→ **Task item**
Repeat the full listing, word for word.
━━━━━ Records to use
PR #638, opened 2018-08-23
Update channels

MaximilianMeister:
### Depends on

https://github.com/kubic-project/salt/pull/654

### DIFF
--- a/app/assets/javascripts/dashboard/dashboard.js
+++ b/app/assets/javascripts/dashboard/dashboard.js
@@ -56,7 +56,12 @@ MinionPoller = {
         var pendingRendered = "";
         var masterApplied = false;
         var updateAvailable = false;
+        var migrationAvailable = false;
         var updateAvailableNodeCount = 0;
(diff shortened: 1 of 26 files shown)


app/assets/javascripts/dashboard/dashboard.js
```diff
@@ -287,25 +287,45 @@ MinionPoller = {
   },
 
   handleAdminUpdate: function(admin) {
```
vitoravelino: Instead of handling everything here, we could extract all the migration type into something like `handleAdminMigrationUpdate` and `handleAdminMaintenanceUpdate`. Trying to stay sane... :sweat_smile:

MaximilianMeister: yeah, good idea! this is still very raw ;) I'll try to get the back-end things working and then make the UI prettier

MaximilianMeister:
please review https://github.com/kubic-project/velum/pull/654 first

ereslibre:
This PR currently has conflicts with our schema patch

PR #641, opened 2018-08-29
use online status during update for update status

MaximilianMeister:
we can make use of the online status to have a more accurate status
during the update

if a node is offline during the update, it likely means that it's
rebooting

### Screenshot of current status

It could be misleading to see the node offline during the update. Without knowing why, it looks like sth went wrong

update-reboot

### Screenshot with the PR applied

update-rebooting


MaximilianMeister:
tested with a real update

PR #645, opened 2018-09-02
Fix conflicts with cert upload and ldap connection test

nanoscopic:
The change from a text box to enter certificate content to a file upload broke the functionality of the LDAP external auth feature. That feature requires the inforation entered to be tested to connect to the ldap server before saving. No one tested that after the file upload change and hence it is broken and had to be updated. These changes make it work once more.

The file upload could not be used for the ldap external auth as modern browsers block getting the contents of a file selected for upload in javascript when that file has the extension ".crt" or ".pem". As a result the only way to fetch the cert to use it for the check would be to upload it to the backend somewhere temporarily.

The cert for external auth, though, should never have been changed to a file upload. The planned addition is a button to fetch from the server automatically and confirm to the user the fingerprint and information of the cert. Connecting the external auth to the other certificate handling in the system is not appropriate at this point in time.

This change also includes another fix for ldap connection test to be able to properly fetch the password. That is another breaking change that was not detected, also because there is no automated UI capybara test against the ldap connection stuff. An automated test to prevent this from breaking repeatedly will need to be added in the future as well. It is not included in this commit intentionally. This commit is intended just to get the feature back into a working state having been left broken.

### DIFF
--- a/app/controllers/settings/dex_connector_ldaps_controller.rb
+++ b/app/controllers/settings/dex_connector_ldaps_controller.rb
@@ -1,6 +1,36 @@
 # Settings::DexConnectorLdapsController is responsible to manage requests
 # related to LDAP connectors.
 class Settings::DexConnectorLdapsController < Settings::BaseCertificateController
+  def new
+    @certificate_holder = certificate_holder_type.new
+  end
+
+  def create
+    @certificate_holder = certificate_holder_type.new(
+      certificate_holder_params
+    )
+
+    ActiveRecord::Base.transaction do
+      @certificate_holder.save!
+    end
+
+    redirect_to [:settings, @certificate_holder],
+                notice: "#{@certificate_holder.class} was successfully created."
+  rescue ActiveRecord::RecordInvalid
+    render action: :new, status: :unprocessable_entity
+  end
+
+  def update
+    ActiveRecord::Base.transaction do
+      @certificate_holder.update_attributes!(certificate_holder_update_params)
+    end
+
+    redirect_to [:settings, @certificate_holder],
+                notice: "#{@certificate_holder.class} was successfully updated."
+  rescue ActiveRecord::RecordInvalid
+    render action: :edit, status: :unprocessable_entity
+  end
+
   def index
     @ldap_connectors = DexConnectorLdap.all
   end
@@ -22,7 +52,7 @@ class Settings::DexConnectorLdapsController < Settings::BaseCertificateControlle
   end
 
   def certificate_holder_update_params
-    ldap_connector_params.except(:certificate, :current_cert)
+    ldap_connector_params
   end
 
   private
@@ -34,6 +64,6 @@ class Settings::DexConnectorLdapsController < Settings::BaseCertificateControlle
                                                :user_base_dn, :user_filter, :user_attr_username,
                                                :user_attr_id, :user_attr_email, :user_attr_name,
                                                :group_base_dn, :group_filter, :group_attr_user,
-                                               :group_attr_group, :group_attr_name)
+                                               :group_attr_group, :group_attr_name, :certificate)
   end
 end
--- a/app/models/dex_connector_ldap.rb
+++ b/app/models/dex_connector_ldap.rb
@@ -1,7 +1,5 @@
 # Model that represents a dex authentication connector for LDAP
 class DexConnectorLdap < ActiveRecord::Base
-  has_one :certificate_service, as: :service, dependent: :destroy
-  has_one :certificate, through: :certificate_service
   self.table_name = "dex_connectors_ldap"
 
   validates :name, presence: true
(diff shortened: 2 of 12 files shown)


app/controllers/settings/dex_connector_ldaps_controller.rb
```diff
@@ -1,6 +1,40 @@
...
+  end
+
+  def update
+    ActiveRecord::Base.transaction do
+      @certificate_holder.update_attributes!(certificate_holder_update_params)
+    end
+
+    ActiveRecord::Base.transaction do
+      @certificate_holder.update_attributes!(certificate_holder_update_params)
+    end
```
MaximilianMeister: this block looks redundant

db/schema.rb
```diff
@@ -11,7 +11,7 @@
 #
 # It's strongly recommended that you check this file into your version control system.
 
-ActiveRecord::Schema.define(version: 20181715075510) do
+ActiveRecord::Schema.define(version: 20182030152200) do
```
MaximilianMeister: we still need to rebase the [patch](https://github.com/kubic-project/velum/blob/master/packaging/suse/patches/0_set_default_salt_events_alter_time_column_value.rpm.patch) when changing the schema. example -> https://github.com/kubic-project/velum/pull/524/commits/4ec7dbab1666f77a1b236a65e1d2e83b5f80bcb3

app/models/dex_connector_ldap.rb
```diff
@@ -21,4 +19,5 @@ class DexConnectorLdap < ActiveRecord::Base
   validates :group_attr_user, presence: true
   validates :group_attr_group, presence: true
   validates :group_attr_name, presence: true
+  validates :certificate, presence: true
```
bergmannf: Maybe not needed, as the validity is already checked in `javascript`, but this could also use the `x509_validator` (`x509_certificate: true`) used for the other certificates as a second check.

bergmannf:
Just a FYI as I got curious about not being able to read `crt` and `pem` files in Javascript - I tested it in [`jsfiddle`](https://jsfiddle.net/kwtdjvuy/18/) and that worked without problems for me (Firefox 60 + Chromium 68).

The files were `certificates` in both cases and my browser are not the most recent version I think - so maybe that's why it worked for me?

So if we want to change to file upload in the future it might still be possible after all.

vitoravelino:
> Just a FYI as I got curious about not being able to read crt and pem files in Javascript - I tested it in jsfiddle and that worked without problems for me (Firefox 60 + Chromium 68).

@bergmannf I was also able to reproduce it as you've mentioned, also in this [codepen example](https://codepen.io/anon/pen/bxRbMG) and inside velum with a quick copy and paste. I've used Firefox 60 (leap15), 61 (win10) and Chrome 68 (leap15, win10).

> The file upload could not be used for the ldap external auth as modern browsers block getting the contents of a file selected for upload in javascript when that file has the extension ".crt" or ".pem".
━━━━━━━━━━
→ **Answer to this task**
PR #638, opened 2018-08-23
Update channels

MaximilianMeister:
### Depends on

https://github.com/kubic-project/salt/pull/654

### DIFF
--- a/app/assets/javascripts/dashboard/dashboard.js
+++ b/app/assets/javascripts/dashboard/dashboard.js
@@ -56,7 +56,12 @@ MinionPoller = {
         var pendingRendered = "";
         var masterApplied = false;
         var updateAvailable = false;
+        var migrationAvailable = false;
         var updateAvailableNodeCount = 0;
(diff shortened: 1 of 26 files shown)


app/assets/javascripts/dashboard/dashboard.js
```diff
@@ -287,25 +287,45 @@ MinionPoller = {
   },
 
   handleAdminUpdate: function(admin) {
```
vitoravelino: Instead of handling everything here, we could extract all the migration type into something like `handleAdminMigrationUpdate` and `handleAdminMaintenanceUpdate`. Trying to stay sane... :sweat_smile:

MaximilianMeister: yeah, good idea! this is still very raw ;) I'll try to get the back-end things working and then make the UI prettier

MaximilianMeister:
please review https://github.com/kubic-project/velum/pull/654 first

ereslibre:
This PR currently has conflicts with our schema patch

PR #641, opened 2018-08-29
use online status during update for update status

MaximilianMeister:
we can make use of the online status to have a more accurate status
during the update

if a node is offline during the update, it likely means that it's
rebooting

### Screenshot of current status

It could be misleading to see the node offline during the update. Without knowing why, it looks like sth went wrong

update-reboot

### Screenshot with the PR applied

update-rebooting


MaximilianMeister:
tested with a real update

PR #645, opened 2018-09-02
Fix conflicts with cert upload and ldap connection test

nanoscopic:
The change from a text box to enter certificate content to a file upload broke the functionality of the LDAP external auth feature. That feature requires the inforation entered to be tested to connect to the ldap server before saving. No one tested that after the file upload change and hence it is broken and had to be updated. These changes make it work once more.

The file upload could not be used for the ldap external auth as modern browsers block getting the contents of a file selected for upload in javascript when that file has the extension ".crt" or ".pem". As a result the only way to fetch the cert to use it for the check would be to upload it to the backend somewhere temporarily.

The cert for external auth, though, should never have been changed to a file upload. The planned addition is a button to fetch from the server automatically and confirm to the user the fingerprint and information of the cert. Connecting the external auth to the other certificate handling in the system is not appropriate at this point in time.

This change also includes another fix for ldap connection test to be able to properly fetch the password. That is another breaking change that was not detected, also because there is no automated UI capybara test against the ldap connection stuff. An automated test to prevent this from breaking repeatedly will need to be added in the future as well. It is not included in this commit intentionally. This commit is intended just to get the feature back into a working state having been left broken.

### DIFF
--- a/app/controllers/settings/dex_connector_ldaps_controller.rb
+++ b/app/controllers/settings/dex_connector_ldaps_controller.rb
@@ -1,6 +1,36 @@
 # Settings::DexConnectorLdapsController is responsible to manage requests
 # related to LDAP connectors.
 class Settings::DexConnectorLdapsController < Settings::BaseCertificateController
+  def new
+    @certificate_holder = certificate_holder_type.new
+  end
+
+  def create
+    @certificate_holder = certificate_holder_type.new(
+      certificate_holder_params
+    )
+
+    ActiveRecord::Base.transaction do
+      @certificate_holder.save!
+    end
+
+    redirect_to [:settings, @certificate_holder],
+                notice: "#{@certificate_holder.class} was successfully created."
+  rescue ActiveRecord::RecordInvalid
+    render action: :new, status: :unprocessable_entity
+  end
+
+  def update
+    ActiveRecord::Base.transaction do
+      @certificate_holder.update_attributes!(certificate_holder_update_params)
+    end
+
+    redirect_to [:settings, @certificate_holder],
+                notice: "#{@certificate_holder.class} was successfully updated."
+  rescue ActiveRecord::RecordInvalid
+    render action: :edit, status: :unprocessable_entity
+  end
+
   def index
     @ldap_connectors = DexConnectorLdap.all
   end
@@ -22,7 +52,7 @@ class Settings::DexConnectorLdapsController < Settings::BaseCertificateControlle
   end
 
   def certificate_holder_update_params
-    ldap_connector_params.except(:certificate, :current_cert)
+    ldap_connector_params
   end
 
   private
@@ -34,6 +64,6 @@ class Settings::DexConnectorLdapsController < Settings::BaseCertificateControlle
                                                :user_base_dn, :user_filter, :user_attr_username,
                                                :user_attr_id, :user_attr_email, :user_attr_name,
                                                :group_base_dn, :group_filter, :group_attr_user,
-                                               :group_attr_group, :group_attr_name)
+                                               :group_attr_group, :group_attr_name, :certificate)
   end
 end
--- a/app/models/dex_connector_ldap.rb
+++ b/app/models/dex_connector_ldap.rb
@@ -1,7 +1,5 @@
 # Model that represents a dex authentication connector for LDAP
 class DexConnectorLdap < ActiveRecord::Base
-  has_one :certificate_service, as: :service, dependent: :destroy
-  has_one :certificate, through: :certificate_service
   self.table_name = "dex_connectors_ldap"
 
   validates :name, presence: true
(diff shortened: 2 of 12 files shown)


app/controllers/settings/dex_connector_ldaps_controller.rb
```diff
@@ -1,6 +1,40 @@
...
+  end
+
+  def update
+    ActiveRecord::Base.transaction do
+      @certificate_holder.update_attributes!(certificate_holder_update_params)
+    end
+
+    ActiveRecord::Base.transaction do
+      @certificate_holder.update_attributes!(certificate_holder_update_params)
+    end
```
MaximilianMeister: this block looks redundant

db/schema.rb
```diff
@@ -11,7 +11,7 @@
 #
 # It's strongly recommended that you check this file into your version control system.
 
-ActiveRecord::Schema.define(version: 20181715075510) do
+ActiveRecord::Schema.define(version: 20182030152200) do
```
MaximilianMeister: we still need to rebase the [patch](https://github.com/kubic-project/velum/blob/master/packaging/suse/patches/0_set_default_salt_events_alter_time_column_value.rpm.patch) when changing the schema. example -> https://github.com/kubic-project/velum/pull/524/commits/4ec7dbab1666f77a1b236a65e1d2e83b5f80bcb3

app/models/dex_connector_ldap.rb
```diff
@@ -21,4 +19,5 @@ class DexConnectorLdap < ActiveRecord::Base
   validates :group_attr_user, presence: true
   validates :group_attr_group, presence: true
   validates :group_attr_name, presence: true
+  validates :certificate, presence: true
```
bergmannf: Maybe not needed, as the validity is already checked in `javascript`, but this could also use the `x509_validator` (`x509_certificate: true`) used for the other certificates as a second check.

bergmannf:
Just a FYI as I got curious about not being able to read `crt` and `pem` files in Javascript - I tested it in [`jsfiddle`](https://jsfiddle.net/kwtdjvuy/18/) and that worked without problems for me (Firefox 60 + Chromium 68).

The files were `certificates` in both cases and my browser are not the most recent version I think - so maybe that's why it worked for me?

So if we want to change to file upload in the future it might still be possible after all.

vitoravelino:
> Just a FYI as I got curious about not being able to read crt and pem files in Javascript - I tested it in jsfiddle and that worked without problems for me (Firefox 60 + Chromium 68).

@bergmannf I was also able to reproduce it as you've mentioned, also in this [codepen example](https://codepen.io/anon/pen/bxRbMG) and inside velum with a quick copy and paste. I've used Firefox 60 (leap15), 61 (win10) and Chrome 68 (leap15, win10).

> The file upload could not be used for the ldap external auth as modern browsers block getting the contents of a file selected for upload in javascript when that file has the extension ".crt" or ".pem".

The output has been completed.